> _Action item_: What follows is a listing. Write it all out exactly.

╔══

PR #491, opened 2017-02-16
Fix myriad of small bugs

jugarrit:


src/js/services/conversation.js
```diff
@@ -175,9 +175,23 @@ export function sendLocation(props = {}) {
...
+            let timedOut = false;
+
+            const timeout = setTimeout(() => {
+                timedOut = true;
+                dispatch(onMessageSendFailure(message));
+                resolve();
+            }, 10000);
+
             navigator.geolocation.getCurrentPosition((position) => {
+                clearTimeout(timeout);
```
lemieux: shouldn't it be inside the `if(timeout)` ?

╚══

> _Response to this exercise_:
PR #491, opened 2017-02-16
Fix myriad of small bugs

jugarrit:


src/js/services/conversation.js
```diff
@@ -175,9 +175,23 @@ export function sendLocation(props = {}) {
...
+            let timedOut = false;
+
+            const timeout = setTimeout(() => {
+                timedOut = true;
+                dispatch(onMessageSendFailure(message));
+                resolve();
+            }, 10000);
+
             navigator.geolocation.getCurrentPosition((position) => {
+                clearTimeout(timeout);
```
lemieux: shouldn't it be inside the `if(timeout)` ?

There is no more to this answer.